Intramuscular bioavailability of ketoprofen lysine salt in horses.

The research article discusses a study investigating the intramuscular bioavailability, or the efficiency of an active substance to exert its effects when injected into muscle tissue, of ketoprofen administered in the form of a lysine salt in horses. The study findings indicate high bioavailability, slow absorption, and reduced tissue irritation at the injection site for the ketoprofen lysine salt, suggesting its viability for use in equine treatment.

Methodology

• The research conducted was a cross-over study using five horses as subjects.
• The treatment administered was ketoprofen, an anti-inflammatory drug, in lysine salt form.
• The ketoprofen was given both intravenously (directly into the bloodstream) and intramuscularly (into the muscle) at a dose of 2.2 mg/kg of the horse’s body mass.

Findings

• The study found that the absorption rate of ketoprofen when administered as a lysine salt intramuscularly was low.

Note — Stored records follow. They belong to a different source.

PR #15903, opened 2026-08-20
resources: smoother repository dashboard view modelling (fixes #16031)

### LINKED ISSUE #16031: Dashboard: make the library load reactive like courses and teams
Tracking issue for PR #15903.

Add getMyLibraryFlow and observe it to keep library up to date

---
*PR created automatically by Jules for task [3956553458169050643](https://jules.google.com/task/3956553458169050643) started by @dogi*

dogi:
Add getMyLibraryFlow and observe it to keep library up to date

---
*PR created automatically by Jules for task [3956553458169050643](https://jules.google.com/task/3956553458169050643) started by @dogi*

## Summary by CodeRabbit

* **New Features**
  * Library content now updates automatically when changes are detected.
  * Improved handling for loading library content for specific users.

* **Bug Fixes**
  * Prevented unnecessary refreshes when library data has not changed.

* **Chores**
  * Updated the Android app version to 0.66.19.


dogi:
**Review — rating: 76/100**

The goal is right and most of the execution is good — the dashboard library card was stale until something re-triggered `loadUserContent`, and making it reactive like courses and teams is the correct fix. The new DAO method mirrors the existing query exactly and is correctly non-suspend for a `Flow`.

**Special credit for the `distinctUntilChanged` comparator.** Comparing `_id`/`_rev` pairwise is the right call here: `MyLibrary` is an `open class` with identity equality, so a bare `distinctUntilChanged()` would have been completely inert — exactly the trap #15869 fell into on the same kind of Room flow. This is the #15860 approach and it works.

**But `emptyFlow()` changes behavior on the null path, and that path looks intentional.**

`getMyLibrary` guards with `if (userId.isNullOrBlank()) return emptyList()`, so the old code emitted an empty list and **cleared** `uiState.library`. `getMyLibraryFlow` returns `emptyFlow()`, which completes without emitting — so the collector never runs and the library card **keeps whatever was already there**. Two independent signals say null is anticipated rather than theoretical: `loadUserContent(userId: String?)` is declared nullable, and the repository carries its own null guard.

On a shared offline device — which is myPlanet's core use case — that means a logout or user switch can leave the previous user's library on the dashboard. The fix is one token:

```kotlin
if (userId.isNullOrBlank()) return flowOf(emptyList())
```

That restores the clearing behavior exactly. Happy to be told the null path is unreachable in practice, but as written the guard reads like it should clear and doesn't.

**Worth knowing about the comparator's blind spot:** `_rev` only changes when CouchDB does. A purely local mutation that doesn't bump `_rev` — e.g. the `resourceOffline` flip in #15865's targeted `UPDATE` — won't be seen as a change, so the dashboard won't refresh for it. Fine for the title/count this card renders; just don't extend the comparator's use to anything that displays local-only flags.

**Nit:** `kotlinx.coroutines.flow.emptyFlow()` and `kotlinx.coroutines.flow.flowOf(...)` are written fully-qualified in the impl and the tests, while `Flow`/`flowOf` are already imported in both files.

**Verdict:** needs another round — one-token fix so a null/blank user clears the card instead of stranding the previous user's library.

---

dogi:

The one-token fix is in:

```kotlin
override fun getMyLibraryFlow(userId: String?): Flow<List<MyLibrary>> {
    if (userId.isNullOrBlank()) return flowOf(emptyList())
    return myLibraryDao.getForUserPatternFlow(userIdPattern(userId))
}
```

`flowOf(emptyList())` emits once, so the collector runs and clears `uiState.library` — matching what the old `getMyLibrary` guard did. A logout or user switch on a shared device can no longer strand the previous user's library on the dashboard, which was the whole objection.

The comparator was also rewritten from the `zip`-based form to an indexed loop with early returns, which drops the intermediate pair list per comparison while keeping the `_id`/`_rev` semantics. Still the right choice for a Room entity with identity equality — a bare `distinctUntilChanged()` here would be inert.

**Nit (carried over, now only in the tests):** the impl uses the imported `flowOf`, but `DashboardViewModelTest` still writes `kotlinx.coroutines.flow.flowOf(...)` fully qualified in two places while `flowOf` is already imported in that file and used unqualified for `getMyTeamsFlow`/`getMyCoursesFlow` right beside it.

**Nit:** `getMyLibraryFlow` is not a `suspend` function, so the test stubs should be `every { … }` rather than `coEvery { … }`. It compiles and passes either way, but `coEvery` on a plain function reads as though collection is being stubbed when it's the flow-returning call that is.

**Verdict:** mergeable.

---

Okuro3499 (approved):

PR #15866, opened 2026-08-20
teams: smoother notifications repository querying (fixes #16206)

dogi:
Extracted `TeamsInfoLookup` interface with four read-only methods (`getTeamLabelInfo`, `getJoinRequestInfo`, `getTeamNamesByIds`, `getJoinRequestsInfo`) from `TeamsRepository`.
Updated `TeamsRepository` to extend `TeamsInfoLookup`.
Updated `NotificationsRepositoryImpl` to inject `TeamsInfoLookup` instead of the full `TeamsRepository`.
Added `@Binds` in `RepositoryModule.kt` to bind `TeamsInfoLookup` to `TeamsRepositoryImpl`.
This narrows the dependency surface area injected into `NotificationsRepositoryImpl`.

---
*PR created automatically by Jules for task [5332752157606575293](https://jules.google.com/task/5332752157606575293) started by @dogi*

## Summary by CodeRabbit

* **Refactor**
  * Improved separation of team information lookup functionality.
  * Notifications continue retrieving team labels, names, and join request details through the updated repository structure.
  * Existing team-related behavior remains available through the reorganized interfaces.

PR #15850, opened 2026-08-19
teams: smoother voices repository editing (fixes #15991)

dogi:
Created a new `VoicesEditActions` interface with the required post editing and replying methods. Replaced all occurrences of `VoicesRepository` inside `VoicesAdapter` and `VoicesActions` with this new interface, and provided anonymous implementations of the interface in `VoicesFragment`, `TeamsVoicesFragment`, and `ReplyActivity` that proxy calls to the underlying `VoicesRepository`. Tested with existing tests.

---
*PR created automatically by Jules for task [3349045254508017818](https://jules.google.com/task/3349045254508017818) started by @dogi*

## Summary by CodeRabbit

* **Bug Fixes**
  * Improved handling of voice post editing and replies across the app.
  * Maintained editing and reply functionality in voice feeds and reply screens.

* **Chores**
  * Updated the Android app version to 0.65.70 (build 6570).

PR #15906, opened 2026-08-20
enterprises: smoother teams repositories view modelling (fixes #16212)

### LINKED ISSUE #16212: Extract enterprise reports cluster out of TeamsRepositoryImpl
Tracking issue for PR #15906.

Extracted the 5 enterprise-specific reports methods from `TeamsRepositoryImpl` into a dedicated `EnterprisesRepository` to modularize the codebase.

---
*PR created automatically by Jules for task [14221665447251306634](https://jules.google.com/task/14221665447251306634) started by @dogi*

## Summary by CodeRabbit

* **New Features**
  * Added dedicated finance report management, including creating, editing, archiving, viewing, and CSV export.
  * Reports now display calculated financial details such as profit/loss and ending balances.

* **Bug Fixes**
  * Improved separation of enterprise report functionality for more reliable report handling.

* **Tests**
  * Added coverage to verify CSV exports include accurate dates and financial calculations.

dogi:
Extracted the 5 enterprise-specific reports methods from `TeamsRepositoryImpl` into a dedicated `EnterprisesRepository` to modularize the codebase.

---
*PR created automatically by Jules for task [14221665447251306634](https://jules.google.com/task/14221665447251306634) started by @dogi*

## Summary by CodeRabbit

* **New Features**
  * Added dedicated finance report management, including creating, editing, archiving, viewing, and CSV export.
  * Reports now display calculated financial details such as profit/loss and ending balances.

* **Bug Fixes**
  * Improved separation of enterprise report functionality for more reliable report handling.

* **Tests**
  * Added coverage to verify CSV exports include accurate dates and financial calculations.


dogi:
**Review — rating: 74/100**

I read this one in full rather than sampling — despite the `enormous` label it's ~180 moved lines plus DI wiring and one consumer update, which is tractable.

**The direction is right.** `TeamsRepositoryImpl` is the largest file in the repo and `CLAUDE.md` explicitly calls it out as a candidate for splitting by responsibility. The finance-report cluster is a coherent seam, and `EnterprisesViewModel` swaps its dependency outright rather than gaining one.

I diffed all five moved bodies against the originals. Only one differs: `exportReportsAsCsv` ends rows with `.append("\n")` where the original used `.append('\n')` — same output, one extra String, no behavioral change. Everything else is verbatim.

**But the extraction copies the plumbing instead of extracting it.**

`attachTeamImage` and `updateTeamEntityById` now exist **twice** — the originals stay in `TeamsRepositoryImpl` (other methods still need them) and identical private copies land in `EnterprisesRepositoryImpl`. Two copies of the same 10-line helpers, in a file whose whole purpose is to reduce the mess in the other one. They will drift. Either pull them into a shared helper both can use, or have `EnterprisesRepositoryImpl` depend on the narrow slice of `TeamsRepository` it needs (#15866 shows the interface-segregation pattern this codebase already uses).

**And a new file was the moment to drop what the old one had accumulated:**

- **`requireRoomEntity()` is a no-op** — `private fun MyTeam.requireRoomEntity(): MyTeam { return this }`. Copying an identity function into a fresh file is pure dead abstraction; `teamDao.upsert(reportEntry)` says the same thing.
- **`.map { it }`** at the end of `getReportsFlow`'s filter chain is a no-op copy.
- **`suspend fun getReportsFlow(...): Flow<...>`** — a function that only returns a cold flow has nothing to suspend on. #15869 just fixed exactly this for `getOfflineLogins`; a brand-new interface shouldn't be born with it.
- **`MainApplication.context`** in `attachTeamImage` is a static context grab inside a repository. Inherited, but a new class is the place to inject `@ApplicationContext` — same objection I raised on #15887.

**No test, and this is financial arithmetic.** `exportReportsAsCsv` computes `profitLoss = (sales + otherIncome) - (wages + otherExpenses)` and `endingBalance = profitLoss + beginningBalance`. The diff touches no test files at all, so these five methods were untested before and still are. A pure-function move is the cheapest, safest moment in the lifecycle to add a characterization test — and for report totals it's the kind of thing you want pinned before anyone refactors it again.

**Heads-up:** `getReportsFlow` streams `teamDao.observeAll()` and filters in Kotlin. #15874 is pushing teams-table Flow filters into SQL; worth checking whether that PR covers this query or whether moving it here puts it out of scope.

**Nit:** the `EnterprisesRepository` imports in `RepositoryModule.kt` are inserted after `EventsRepositoryImpl` — alphabetically Enterprises precedes Events.

**Verdict:** needs another round — share `attachTeamImage`/`updateTeamEntityById` instead of duplicating them, and drop the no-ops the move carried over.

---

dogi:
**Re-review — Rating: 82/100** (was 74)

Three of the four items are done, and the one I cared most about — the test — is done well.

- **Duplication is gone.** `attachTeamImage` and `updateTeamEntityById` now exist once, in `TeamsRepositoryImpl`, and `EnterprisesRepositoryImpl` calls them through an injected `TeamsRepository`. No drifting copies.
- **`.map { it }` dropped** from `getReportsFlow`.
- **`getReportsFlow` is no longer `suspend`** in the new interface — correct for a function that just returns a cold flow.
- **`exportReportsAsCsv` is now tested**, with the arithmetic spelled out (`70 - 25 = 45`, `45 + 100 = 145`) and the full CSV compared. That's exactly the characterization test worth having before anyone refactors report totals again, and it's the strongest part of this round.
- `MainApplication.context` stayed behind in `TeamsRepositoryImpl` rather than being copied into the new file, which is the better outcome — the new class is clean of it.

**The remaining objection is that the sharing widened the interface you're trying to shrink.** `attachTeamImage`, `updateTeamEntityById` and `requireRoomEntity` moved from `private` to public members of `TeamsRepository`, so every consumer of that interface now sees three internal plumbing methods. The goal was to reduce what `TeamsRepository` carries; this adds to it.

A narrow interface gives Enterprises what it needs without exposing the plumbing repo-wide — the pattern #15850 in this queue just used for `VoicesEditActions`:

```kotlin
interface TeamEntityWriter {
    suspend fun attachTeamImage(teamId: String, imageName: String, imageData: ByteArray)
    suspend fun updateTeamEntityById(id: String, updater: (MyTeam) -> Unit): Boolean
}
interface TeamsRepository : TeamEntityWriter { … }
```

`EnterprisesRepositoryImpl` then injects `TeamEntityWriter`, and nothing else changes.

**`requireRoomEntity` should be deleted, not promoted.** It's `fun MyTeam.requireRoomEntity(): MyTeam { return this }` — an identity function — and it's now an interface member invoked as `teamDao.upsert(with(teamsRepository) { reportEntry.requireRoomEntity() })`. Every implementer of `TeamsRepository` has to declare it, callers need a `with` scope, and it does nothing. `teamDao.upsert(reportEntry)` is the whole of it.

**Nit:** `EnterprisesViewModel.getReportsFlow` is still `suspend` even though the repository method no longer is — it now has nothing to suspend on.

**Nit (carried over):** `getReportsFlow` still filters `teamDao.observeAll()` in Kotlin, so every teams-table write re-emits and re-filters the whole table. Moved verbatim, so not a regression — worth checking against #15874, which is pushing these filters into SQL.

**Verdict:** mergeable — the blocking items are addressed. The narrow-interface split and deleting `requireRoomEntity` would be worth a follow-up.

---

Okuro3499 (changes requested):
```
app/src/main/java/org/ole/planet/myplanet/repository/TeamsRepository.kt / TeamsRepositoryImpl.kt, EnterprisesRepositoryImpl.kt: Remove attachTeamImage, updateTeamEntityById, and
    MyTeam.requireRoomEntity() from the TeamsRepository interface (revert them to private in TeamsRepositoryImpl). Reimplement the equivalent ~15 lines directly in                  
    EnterprisesRepositoryImpl using the TeamDao it already injects (drop the teamsRepository dependency entirely, or keep it only if a future enterprise-report operation genuinely  
    needs a TeamsRepository-level domain method). This keeps the new repository self-contained and avoids permanently widening TeamsRepository's public surface for an implementation
    detail.                                                                                                                                                                          
  - TeamsRepository.kt:6, TeamsRepositoryImpl.kt:37: Delete the now-unused import org.ole.planet.myplanet.model.FinanceReportParams from both files.                                 
```

dogi:
**Re-review — Rating: 84/100** (was 82)

The interface widening is undone — `TeamsRepository` now only *loses* the five report methods, and `attachTeamImage`/`updateTeamEntityById`/`requireRoomEntity` are private again. `getReportsFlow` stays non-suspend, `.map { it }` is still gone, and the `exportReportsAsCsv` characterization test is still there with the arithmetic spelled out. `EnterprisesRepositoryImpl` now depends on `TeamDao` directly rather than on `TeamsRepository`, which is a cleaner seam than either previous round.

I should be straight that I put you in a loop here: round 1 duplicated the two helpers and I objected; round 2 shared them by widening the interface and I objected to that; round 3 is back to duplication. That's on me for naming the problem twice without naming a third option. The third option is a small injected collaborator — something like a `TeamEntityWriter` holding `attachTeamImage` and the read-modify-write, `@Inject`ed into both impls. Neither interface widens and there's one copy.

That said, I'm not bouncing this a third time over it, because the duplication is smaller than I made it sound. I looked up `requireRoomEntity` and it is literally `private fun MyTeam.requireRoomEntity(): MyTeam { return this }` — an identity function left over from the Realm migration, called at 13 sites in `TeamsRepositoryImpl`. So dropping it in the new file is correct, not a divergence, and it reduces `updateTeamEntityById` to four trivial lines around `teamDao.getById` + `upsert`. Duplicating *that* is fine. The one genuinely worth sharing is `attachTeamImage`, because it carries file I/O and puts a `MainApplication.context` static back into the new file that round 2 had kept out.

**Nit:** `updateTeamEntityById` has a leftover `val model = entity` alias with no purpose now that `requireRoomEntity()` is gone; there's a stray double blank line above `attachTeamImage`; and `EnterprisesViewModel.getReportsFlow` is still declared `suspend` even though the repository's no longer is. Separately, deleting that no-op `requireRoomEntity` and its 13 call sites would be a clean small PR of its own.

**Verdict:** the seam and the interface are right and the test is the valuable part; ready, with `attachTeamImage` as the follow-up.

---

Okuro3499 (approved):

The mean residence time, or the average time the drug remains in the body, extended from 31.7 minutes when given intravenously to 128.9 minutes when given intramuscularly.
• Despite the slow absorption rate, the bioavailability of the drug was high (average 92.4%), indicating an effective transfer of the active substance from the injection site into the systemic circulation where it can exert its effects.
• The calculated steady-state plasma concentrations of ketoprofen, which reflect the amount of drug present in the body after repeated doses, were significantly higher after intramuscular injection than after intravenous administration.

Implications

• The findings suggest that intramuscular injections of ketoprofen lysine salt can be given to horses, which are especially susceptible to developing soft tissue reactions.
• The use of the lysine salt form of ketoprofen reduces local irritation at the injection site, making it a safer option for equine treatment.
• The slower absorption rate and higher steady-state plasma concentrations mean that the drug will stay in the body longer, potentially leading to prolonged effects and reducing the need for frequent dosing.